* What the exercise asks *
What you return must be the lines of the data that hold the word "disabled".

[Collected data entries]
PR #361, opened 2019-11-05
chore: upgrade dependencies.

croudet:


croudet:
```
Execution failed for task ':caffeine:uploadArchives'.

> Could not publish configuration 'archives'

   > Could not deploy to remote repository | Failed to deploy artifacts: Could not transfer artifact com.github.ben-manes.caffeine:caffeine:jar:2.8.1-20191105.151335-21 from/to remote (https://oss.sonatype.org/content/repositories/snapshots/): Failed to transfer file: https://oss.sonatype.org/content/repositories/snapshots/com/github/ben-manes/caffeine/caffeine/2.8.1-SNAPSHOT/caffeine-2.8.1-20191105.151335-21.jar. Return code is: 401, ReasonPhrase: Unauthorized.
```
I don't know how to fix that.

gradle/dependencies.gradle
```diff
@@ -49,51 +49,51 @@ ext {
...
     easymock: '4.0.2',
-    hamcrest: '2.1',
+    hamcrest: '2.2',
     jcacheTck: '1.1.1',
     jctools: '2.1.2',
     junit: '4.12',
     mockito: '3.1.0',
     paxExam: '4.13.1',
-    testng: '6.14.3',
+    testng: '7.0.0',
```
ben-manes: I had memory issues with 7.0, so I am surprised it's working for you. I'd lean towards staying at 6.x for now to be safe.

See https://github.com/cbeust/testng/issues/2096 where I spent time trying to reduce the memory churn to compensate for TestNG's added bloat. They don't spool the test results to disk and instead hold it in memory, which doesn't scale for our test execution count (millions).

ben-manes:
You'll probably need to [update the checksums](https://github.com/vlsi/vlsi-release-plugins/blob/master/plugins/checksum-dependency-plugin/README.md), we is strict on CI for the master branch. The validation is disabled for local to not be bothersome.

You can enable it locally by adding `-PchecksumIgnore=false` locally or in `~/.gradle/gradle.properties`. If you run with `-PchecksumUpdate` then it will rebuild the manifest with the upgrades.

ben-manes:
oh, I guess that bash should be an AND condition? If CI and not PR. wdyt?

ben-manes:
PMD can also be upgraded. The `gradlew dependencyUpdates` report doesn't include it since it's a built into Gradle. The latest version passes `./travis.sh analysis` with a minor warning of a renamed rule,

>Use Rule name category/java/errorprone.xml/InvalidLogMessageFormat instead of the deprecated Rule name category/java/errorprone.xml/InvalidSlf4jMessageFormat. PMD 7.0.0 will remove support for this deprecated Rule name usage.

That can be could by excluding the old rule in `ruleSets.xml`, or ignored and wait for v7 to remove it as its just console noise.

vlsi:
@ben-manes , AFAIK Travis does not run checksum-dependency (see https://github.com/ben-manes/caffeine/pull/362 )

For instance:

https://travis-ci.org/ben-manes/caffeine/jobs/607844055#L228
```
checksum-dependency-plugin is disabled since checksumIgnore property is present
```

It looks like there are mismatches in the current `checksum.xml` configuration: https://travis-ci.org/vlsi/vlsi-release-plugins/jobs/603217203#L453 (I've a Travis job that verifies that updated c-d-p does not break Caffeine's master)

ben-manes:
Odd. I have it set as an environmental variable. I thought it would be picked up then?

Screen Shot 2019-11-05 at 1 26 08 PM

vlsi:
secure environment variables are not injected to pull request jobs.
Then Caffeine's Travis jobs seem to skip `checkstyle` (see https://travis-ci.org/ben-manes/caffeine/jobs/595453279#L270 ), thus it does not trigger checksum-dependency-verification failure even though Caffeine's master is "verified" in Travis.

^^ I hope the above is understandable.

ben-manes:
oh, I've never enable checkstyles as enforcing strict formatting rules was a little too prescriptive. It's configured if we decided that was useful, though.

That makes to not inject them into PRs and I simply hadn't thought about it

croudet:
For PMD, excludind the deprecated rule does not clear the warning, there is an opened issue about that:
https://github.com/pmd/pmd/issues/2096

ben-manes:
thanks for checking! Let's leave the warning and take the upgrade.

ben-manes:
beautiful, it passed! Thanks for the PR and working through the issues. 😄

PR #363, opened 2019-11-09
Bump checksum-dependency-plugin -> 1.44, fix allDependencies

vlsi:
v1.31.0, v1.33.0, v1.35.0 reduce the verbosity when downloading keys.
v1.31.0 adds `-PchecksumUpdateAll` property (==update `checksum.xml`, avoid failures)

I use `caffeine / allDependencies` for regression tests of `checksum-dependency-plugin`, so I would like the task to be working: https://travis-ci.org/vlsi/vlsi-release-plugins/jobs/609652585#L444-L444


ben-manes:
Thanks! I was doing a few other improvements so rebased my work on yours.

* * *

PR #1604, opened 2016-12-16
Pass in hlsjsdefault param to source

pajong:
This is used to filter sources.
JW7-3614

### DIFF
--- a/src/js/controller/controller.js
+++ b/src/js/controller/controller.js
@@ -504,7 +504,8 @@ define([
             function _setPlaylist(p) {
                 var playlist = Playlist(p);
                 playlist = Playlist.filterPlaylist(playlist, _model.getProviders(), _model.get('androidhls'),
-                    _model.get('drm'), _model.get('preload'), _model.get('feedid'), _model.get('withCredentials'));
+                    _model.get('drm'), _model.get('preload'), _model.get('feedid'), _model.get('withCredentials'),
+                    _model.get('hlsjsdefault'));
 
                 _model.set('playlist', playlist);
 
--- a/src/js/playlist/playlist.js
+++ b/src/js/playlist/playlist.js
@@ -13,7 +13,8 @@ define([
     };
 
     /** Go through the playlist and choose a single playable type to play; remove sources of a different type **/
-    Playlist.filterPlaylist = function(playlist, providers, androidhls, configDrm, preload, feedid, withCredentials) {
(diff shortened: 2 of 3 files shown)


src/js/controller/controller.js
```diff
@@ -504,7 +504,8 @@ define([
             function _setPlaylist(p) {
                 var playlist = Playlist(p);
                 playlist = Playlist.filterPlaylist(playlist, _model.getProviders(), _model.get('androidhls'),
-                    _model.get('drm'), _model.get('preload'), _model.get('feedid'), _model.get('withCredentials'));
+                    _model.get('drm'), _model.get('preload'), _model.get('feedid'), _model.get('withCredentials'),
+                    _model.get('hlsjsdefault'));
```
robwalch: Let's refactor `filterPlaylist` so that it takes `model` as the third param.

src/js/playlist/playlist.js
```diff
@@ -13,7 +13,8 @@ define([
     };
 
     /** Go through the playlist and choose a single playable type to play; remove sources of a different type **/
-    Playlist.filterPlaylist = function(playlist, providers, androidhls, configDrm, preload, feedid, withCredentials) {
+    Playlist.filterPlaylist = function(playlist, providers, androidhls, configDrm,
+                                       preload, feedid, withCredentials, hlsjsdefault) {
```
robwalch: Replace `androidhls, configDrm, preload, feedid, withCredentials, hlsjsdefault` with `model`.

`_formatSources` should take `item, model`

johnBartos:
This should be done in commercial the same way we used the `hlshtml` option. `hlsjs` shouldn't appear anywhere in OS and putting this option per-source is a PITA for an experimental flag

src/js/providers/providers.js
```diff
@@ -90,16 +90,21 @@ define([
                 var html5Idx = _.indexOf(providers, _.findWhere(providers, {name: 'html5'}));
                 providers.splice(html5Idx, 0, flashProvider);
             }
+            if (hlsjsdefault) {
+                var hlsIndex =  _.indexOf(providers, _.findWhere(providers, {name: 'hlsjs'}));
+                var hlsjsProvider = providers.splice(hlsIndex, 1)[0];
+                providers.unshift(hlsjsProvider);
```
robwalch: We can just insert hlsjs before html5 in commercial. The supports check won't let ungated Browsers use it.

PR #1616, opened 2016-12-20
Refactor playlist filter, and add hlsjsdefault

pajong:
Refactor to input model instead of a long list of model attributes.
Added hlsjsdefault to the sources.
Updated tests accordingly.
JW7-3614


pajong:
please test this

* Task result *
You'll probably need to [update the checksums](https://github.com/vlsi/vlsi-release-plugins/blob/master/plugins/checksum-dependency-plugin/README.md), we is strict on CI for the master branch. The validation is disabled for local to not be bothersome.
checksum-dependency-plugin is disabled since checksumIgnore property is present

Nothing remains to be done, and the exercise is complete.